• _Your objective_: Reproduce exactly the lines from the line containing "Fix workflow status" through the last line of the listing, and no others.

• _Data records_:
PR #2794, opened 2019-11-07
Fix workflow status check on start of transaction

yux0:


wxing1292:
let us keep the workflow status check and discard the activity version thing for now.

• _Written solution_:
Fix workflow status check on start of transaction

yux0:


wxing1292:
let us keep the workflow status check and discard the activity version thing for now.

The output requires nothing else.